We can graph any absolute value equation of the form y=k|x-a|+h by thinking about function transformations (horizontal shifts, vertical shifts, reflections, and scalings).

## Want to join the conversation?

- What if there is a number in front of X?(inside the absolute value bars)(23 votes)
- if f(x)=|x+3|, we know that the graph need be shifted 3 units to the left of the origin. this was obtained by equating x+3 to 0, which gives us x= -3. plugging x=-3 in f(x),

f(x)=|-3+3|=0.

this is the vertex of the graph; the point(-3,0) at which the value of y is least.

if our f(x), for example, were to equal |2x+3|,

doing 2x+3=0 would give x=-3/2.

now, the vertex of the graph of our new f(x) would be (-3/2,0)(14 votes)
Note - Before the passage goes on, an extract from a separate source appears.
PR #4547, opened 2017-12-19
Round one of removal of GL core, general tidy and refactor of GLTexture

GoodBoyDigital:
- removed filters from build (until fixed)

- What if the +2 outside of the absolute value bars is a -2?(7 votes)
- The "V" will point down instead of up because of the negative sign.(32 votes)

- what if we're taking the absolute value of 2-x?(4 votes)
- Let's try to simplify it. We have a function f(x) = |2-x|. that is the same thing as |-x+2|. Now we multiply by -1
*inside*the ||. That is totally legitimate because, well, it's a absolute value :) . So f(x) = |x-2|.(4 votes)

- I am not understanding how to do stretching by factors(5 votes)
- As I've posted before many times, have you done linear equations before?

In y = 2x, the slope is 2. For every x, we get a y that is twice as large. This causes the line to be quite steep; having a fraction makes the line less steep.

Same thing here. y = 2|x| means that for every x, y is twice as large. The V-shape is compressed. However, y=1/2|x| would be stretched out.(0 votes)

- Why does the graph get shifted to the left if the value inside the absolute value brackets is positive like if the equation is:

Y = |x+4|

Why does the function get shifted four to the left? Doesn’t that seem a bit counterintuitive and wrong? I know Sal has explained this multiple times in different videos. But i just don’t understand why. Could someone please explain this to me?(3 votes)- There are several ways I look at it. Lets do y=|x+4|+3. We can see this moves 4 units to the left and 3 up. Let's subtract 3 to get y-3=|x+4| which is the equivalent equation. Note that now both x and y do the opposite of what we might "expect," y is 3 units up and x is 4 units to the left. The other idea is to think about it like "moving the zero" even though we do not actually do this. If we choose x=4, we end up moving the 0 4+4=8 units, but if we choose x=-4, we end up with the new -4+4=0. Think also of a circle (x-h)^2+(y-k)^2=r^2, in both cases, you have to change to signs of x and y to "move the 0." You are not the first to see it as counterintuitive, but that should not lead to the conclusion that it is wrong. This may not be very satisfying to you.(2 votes)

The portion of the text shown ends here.